WORK TO BE COMPLETED >> Set down all of the data exactly as it appears.
• • • •
PR #78, opened 2014-12-11
Fix fieldmanager media field

mattheu:
Fieldmanager media field is broken.

The cause is that the JS programatically updates the hidden input field, and the normal events that trigger the updating of the model don't fire.

So we need to do this manually - when the frame is closed. This is a little hacky in that we have to wait for the frame to be created before attaching the event - hence the setTimeout - but it works!

Review & Merge cc @danielbachhuber

### DIFF
--- a/inc/fields/class-shortcode-ui-fields-fieldmanager.php
+++ b/inc/fields/class-shortcode-ui-fields-fieldmanager.php
@@ -144,7 +144,8 @@ class Shortcode_UI_Fields_Fieldmanager {
 			}
 
 			/**
-			 * Update the value when media iframe is closed.
+			 * Update the value when media iframe is closed,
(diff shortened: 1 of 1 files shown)


inc/fields/class-shortcode-ui-fields-fieldmanager.php
```diff
@@ -143,6 +143,20 @@ public function action_print_media_templates() {
 
 			}
 
+			/**
+			 * Update the value when media iframe is closed.
```
danielbachhuber: Should we include the comment about why we're using `setTimeout()`?

danielbachhuber:
How was this working for you before?

danielbachhuber:
Still seems kinda broken (e.g. doesn't work with preview)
• • • •
ANSWER TO THIS PROBLEM >>
PR #78, opened 2014-12-11
Fix fieldmanager media field

mattheu:
Fieldmanager media field is broken.

The cause is that the JS programatically updates the hidden input field, and the normal events that trigger the updating of the model don't fire.

So we need to do this manually - when the frame is closed. This is a little hacky in that we have to wait for the frame to be created before attaching the event - hence the setTimeout - but it works!

Review & Merge cc @danielbachhuber

### DIFF
--- a/inc/fields/class-shortcode-ui-fields-fieldmanager.php
+++ b/inc/fields/class-shortcode-ui-fields-fieldmanager.php
@@ -144,7 +144,8 @@ class Shortcode_UI_Fields_Fieldmanager {
 			}
 
 			/**
-			 * Update the value when media iframe is closed.
+			 * Update the value when media iframe is closed,
(diff shortened: 1 of 1 files shown)


inc/fields/class-shortcode-ui-fields-fieldmanager.php
```diff
@@ -143,6 +143,20 @@ public function action_print_media_templates() {
 
 			}
 
+			/**
+			 * Update the value when media iframe is closed.
```
danielbachhuber: Should we include the comment about why we're using `setTimeout()`?

danielbachhuber:
How was this working for you before?

danielbachhuber:
Still seems kinda broken (e.g. doesn't work with preview)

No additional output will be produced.